Work request: Both the line containing "ddohler: Outside users" and the line containing "ddohler: Hmm yeah, it" belong to the span. Output exactly that span from the listing below, and nothing outside it.

Exercise data:
PR #685, opened 2018-05-18
Release/1.2.0

ddohler:
## Overview

The motivation for this is to be able to deploy translation updates to the Laos instance, but it seemed like a good opportunity to cut a release for some of the changes and bugfixes we made as part of the most recent project. Because we also added some new functionality, I decided to bump to 1.2.0 rather than 1.1.4.

### Checklist


CHANGELOG.md
```diff
@@ -70,4 +85,7 @@
 
 
 
+\* *This Change Log was automatically generated by [github_changelog_generator](https://github.com/skywinder/Github-Changelog-Generator)*
```
shreshthkhilani: This footer should be removed since it is already at the bottom of the file on line `91`. Our changelog generator adds this every time it runs even though it already exists.

PR #687, opened 2018-06-07
Improve setup docs and configs based on Jean's onboarding

jeancochrane:
## Overview

It took me two days to get DRIVER fully set up; most of that time was spent getting well enough acquainted with Vagrant/Ansible/VirtualBox/Docker/Angular so that I could debug routine errors in the toolchain, but some of it was genuine issues with the app setup that could be merged back in.

This PR attempts to pull out the useful changes I made during my onboarding and merge them back upstream. 

### Checklist

- [X] PR has a descriptive enough title to be useful in changelogs

### Notes

For posterity, here are a few problems I ran into that turned out to require environment changes (i.e. changes to my setup and not the app itself):

- My home directory lives in an encrypted drive on my Ubuntu 16.04 machine, and it seems that it's not possible to mount shared directories into a VM using NFS when the directories live on this kind of encrypted drive. I had to make sure that the `DRIVER` and `ashlar` repos lived outside of my encrypted drive in order to get the mount to work. The particular error I was getting was something along the lines of `mount.nfs Error: /path/to/shared/folder is not a file or a directory`.
- Provisioning the `app` and `celery` VMs failed a few times due to routine config problems (e.g. I had a port collision on 5432 that I had to resolve by setting `DRIVER_DATABASE_PORT_5432=5433`). I wasn't aware that `vagrant up` and `vagrant reload` don't automatically rerun provisioning tasks; I spent a while trying to figure out why the loopback interface was denying my requests before I realized that large chunks of the app were missing because they still needed to be provisioned after I fixed the config errors. The solution to this is to run `vagrant reload --provision` or do as the docs say and manually retry `vagrant provision <VM>` when you're debugging provisioning problems.

## Testing Instructions

Most of these changes are tiny, so I don't think they need real testing. If you want to verify my work, you could:

1. Load up the Angular apps and check to make sure that disabling HTML5 doesn't have downstream problems (shouldn't affect production anyway I don't think, since the edit is to the example config)
2. Check the styling of the schema editor forms, particularly the geography upload, to make sure that the buttons display appropriately
3. Try running a data import using a virtualenv, the `scripts/requirements.txt` file, and the updated docs in `scripts/README.md`


deployment/ansible/group_vars/all.example
```diff
@@ -49,7 +49,7 @@ redis_bind_address: "redis.service.driver.internal"
 redis_port: 6379
 
 ## WEB SETTINGS
-js_html5mode: "true"
+js_html5mode: "false"
```
jeancochrane: There was some discussion about this in the DRIVER Slack channel -- it seems like Tiago ran into a similar issue. I'm still not sure why it was a problem, but the app was failing to load with HTML5 enabled due to this issue: https://stackoverflow.com/questions/37034140/location-in-html5-mode-requires-a-base

schema_editor/app/scripts/views/geography/add-partial.html
```diff
@@ -56,7 +56,7 @@ <h2>Add New Geography</h2>
                 </select>
             </div>
         </form>
-        <div class="save-area">
+        <div class="save-area col-sm-12">
```
jeancochrane: Without assigned column widths, these buttons didn't appear for me in either Chrome or Firefox.

scripts/README.md
```diff
@@ -1,13 +1,33 @@
-#Loading data for development
+# Loading data for development
```
jeancochrane: I updated the data loading docs to provide a little more background on the requirements. Apologies for the ugly diff.

scripts/requirements.txt
```diff
@@ -0,0 +1,3 @@
+python-dateutil
+pytz
+requests
```
jeancochrane: Ideally these dependencies should be pinned, but I think it would make sense to wait to see if we want to put more effort into containerizing the test data ETL before doing that. My Python environment is substantially different such that I'm not confident the versions of these packages that I installed will generalize to all machines.

scripts/README.md
```diff
@@ -1,13 +1,33 @@
...
-load_interventions.py requires `interventions_sample_pts.geojson`
+```
+pip install -U -r requirements.txt
+```
 
-generate_training_input.py requires `blackspot_training/roads_utm.*` and `blackspot_training/all_crashes_2008-2012.csv`
+## Script and schema dependencies
+
+Certain ETL scripts and schemas in this repo depend on specific data
+sources to run properly. Retrieve these dependencies from the fileshare and
```
ddohler: Outside users won't have access to our fileshare, so I don't think we should include this in the setup instructions. What might be nice is to add some of the files below to a sample_data directory so that they're in the repo. However, the incident data is from the Philippines and I think we should get authorization before including it. Perhaps we could just include these for now:
- `black_spots.json`
- `interventions_sample_pts.geojson`

That will at least allow users to generate a schema with black spots and interventions, and then perhaps manually generate some data using the web UI.

scripts/requirements.txt
ddohler: Hmm yeah, it might actually be best to hold off on this file altogether for the moment. If we add containerization it won't be necessary, and if this was what you needed to get things going for your own local machine, then it's likely to be incomplete because you probably had some stuff installed already. What might be good is to include these in the list of requirements you added to the README; then we can provide better context and explain that the listed requirements are not necessarily complete.

schema_editor/app/scripts/views/geography/add-partial.html
ddohler: Haha, nice, they actually do show up but they're waaaay off to the right. Thanks for fixing this!
screenshot-2018-6-8 ashlar editor

deployment/ansible/group_vars/all.example
ddohler: Yeah, good call; this has tripped up several people recently; I don't know why it broke in the first place but our standard practice has become setting it to false, so it should be that way here too.

schema_editor/app/scripts/views/geography/add-partial.html
jeancochrane: That's where they went! My screen must be too small to see them.

scripts/requirements.txt
jeancochrane: I like that solution -- much more clearly communicates the level of confidence I have in the completeness of the dependencies.

scripts/README.md
jeancochrane: Sounds great! I'll create the `sample_data` directory. I think the dependency table is still helpful if you have access to the fileshare, since it's the only documentation that exists for matching scripts and schemas to the example data that they rely on, but I agree that it's weird to have open docs that reference a private data directory. Is it OK to leave the table here, or would it be better to move it to a README in the fileshare folder?

ddohler: I think a README in the fileshare folder would be perfect, that's a great solution!

PR #701, opened 2018-08-30
Enable filtering records by creation date

rmartz:
## Overview
Adds a second date range filter parallel to the occurrence filter to enable a user to limit records show to ones that were created inside of DRIVER inside a date range, in addition to filtering by when they happened.

### Checklist

### Demo
screen shot 2018-08-30 at 2 46 50 pm

## Testing Instructions
- Create a record and set the Occurred date in the past (But within the past 3 months)
  - The record should be displayed
- Set the Created Date filter to end after the date the record was set to have occurred, but before present day
  - The record should not be displayed
- Adjust the Created Date filter to end in the future, after the current date
  - The record should be displayed again
- Adjust the Occurred Date filter to begin after the filter was set to have occurred, but before present day
  - The record should not be displayed

Closes #159625879


rmartz:
@ddohler Currently both filters only say "Date Range" in the toolbar, which is not very user friendly. Want to keep them short so could do something like "Occurred Range" vs "Created Range", but that feels kind of cumbersome to me. Any preferences on a phrase we could use to help distinguish the two?

tgilcrest:
Maybe not "Range", but I would suggest maybe "Occurred Date" and "Created Date"?

rmartz:
Adjusted, though that showed off a pretty significant problem... it appears like the directive's `scope` is shared between the two instances, so the dynamic settings for one are overwriting the other. There also is some weird behavior in the occurrence date filter, which I suspect might be caused by a common issue.

web/app/scripts/filterbar/date-range-directive.js
```diff
@@ -8,14 +8,21 @@
...
+            scope: true,
             link: function(scope, elem, attrs, ctlArray) {
                 var calendar = null;
-                var filterLabel = '__dateRange';
                 var filterBarCtl = ctlArray[0];
                 var dateRangeCtl = ctlArray[1];
                 var dtRange = {};  // internal min/max date strings, used for API
                 // scope.min and scope.max are localized strings for display
 
+                if(attrs.dateRangeField === '__createdRange') {
```
pcaisse: Might be good to add a space between `if` and `(`

web/app/scripts/custom-reports/custom-reports-modal-controller.js
```diff
@@ -31,7 +31,7 @@
             ctl.geoAggSelected = null;
 
             // Add the active filters for display
-            ctl.nonDateFilters = _.omit(FilterState.filters, '__dateRange');
+            ctl.nonDateFilters = _.omit(FilterState.filters, ['__dateRange', '__createdRange']);
```
pcaisse: Not a huge deal, but is there a constant we could reference instead of the string literals?

rmartz: Do you know if we have an example of sharing a constant like that across multiple files I can run off of? I'm totally down for less magic string literals, but I don't think I've seen a good example of how it'd look in JS.

rmartz: Yeah, I'm a bit worried that given my rustiness with AngularJS this may be something that's fairly easy to get wrong, especially with grunt and all that jazz. Worth keeping in mind in the future, though.

ddohler: The most AngularJs-y way that I can think of to do this would be to add them to the `FilterState` service or a similar service and pull them in as constants that way. Definitely not a big deal though.

PR #707, opened 2018-09-07
Fix loss of polygon filtering caused by Created Date filter

rmartz:
## Overview
When adding the Created Date filter, the implementation inadvertently removed functionality for filtering by polygon. Additionally, the implementation renamed the "Date Range" filter to "Occurrence Date", rather than the intended "Occurred Date" (https://github.com/WorldBank-Transport/DRIVER/pull/701#issuecomment-417433929)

Exercise solution:
ddohler: Outside users won't have access to our fileshare, so I don't think we should include this in the setup instructions. What might be nice is to add some of the files below to a sample_data directory so that they're in the repo. However, the incident data is from the Philippines and I think we should get authorization before including it. Perhaps we could just include these for now:
- `black_spots.json`
- `interventions_sample_pts.geojson`

That will at least allow users to generate a schema with black spots and interventions, and then perhaps manually generate some data using the web UI.

scripts/requirements.txt
ddohler: Hmm yeah, it might actually be best to hold off on this file altogether for the moment. If we add containerization it won't be necessary, and if this was what you needed to get things going for your own local machine, then it's likely to be incomplete because you probably had some stuff installed already. What might be good is to include these in the list of requirements you added to the README; then we can provide better context and explain that the listed requirements are not necessarily complete.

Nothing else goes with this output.